→ **Aim of the task**
Take the data below and copy exactly the lines starting at the one with "PR #11594, opened 2021-08-20" and finishing at the one with "Yes, I have", both included.

[Dataset entries]
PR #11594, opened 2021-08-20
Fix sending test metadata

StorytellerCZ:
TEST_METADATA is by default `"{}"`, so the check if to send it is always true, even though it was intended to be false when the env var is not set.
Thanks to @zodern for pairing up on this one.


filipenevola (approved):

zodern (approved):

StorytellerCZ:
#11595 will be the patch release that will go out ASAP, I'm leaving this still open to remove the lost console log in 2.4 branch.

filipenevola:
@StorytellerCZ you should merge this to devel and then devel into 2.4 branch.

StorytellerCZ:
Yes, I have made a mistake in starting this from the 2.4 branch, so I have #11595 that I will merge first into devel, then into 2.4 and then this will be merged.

--

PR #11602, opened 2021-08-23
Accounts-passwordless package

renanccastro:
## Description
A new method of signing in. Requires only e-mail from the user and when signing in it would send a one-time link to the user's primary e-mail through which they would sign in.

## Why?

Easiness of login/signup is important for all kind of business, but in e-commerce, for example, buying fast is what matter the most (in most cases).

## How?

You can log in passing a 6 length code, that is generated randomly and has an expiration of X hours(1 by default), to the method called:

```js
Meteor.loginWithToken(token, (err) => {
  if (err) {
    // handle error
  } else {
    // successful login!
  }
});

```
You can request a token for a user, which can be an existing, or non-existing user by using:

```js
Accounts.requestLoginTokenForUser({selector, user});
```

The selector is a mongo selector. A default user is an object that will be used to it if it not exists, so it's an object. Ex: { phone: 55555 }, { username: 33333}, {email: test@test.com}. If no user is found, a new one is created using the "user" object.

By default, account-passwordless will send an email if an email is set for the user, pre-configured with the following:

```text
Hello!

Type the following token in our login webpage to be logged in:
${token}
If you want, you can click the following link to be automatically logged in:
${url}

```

→ **Response to this task**
PR #11594, opened 2021-08-20
Fix sending test metadata

StorytellerCZ:
TEST_METADATA is by default `"{}"`, so the check if to send it is always true, even though it was intended to be false when the env var is not set.
Thanks to @zodern for pairing up on this one.


filipenevola (approved):

zodern (approved):

StorytellerCZ:
#11595 will be the patch release that will go out ASAP, I'm leaving this still open to remove the lost console log in 2.4 branch.

filipenevola:
@StorytellerCZ you should merge this to devel and then devel into 2.4 branch.

StorytellerCZ:
Yes, I have made a mistake in starting this from the 2.4 branch, so I have #11595 that I will merge first into devel, then into 2.4 and then this will be merged.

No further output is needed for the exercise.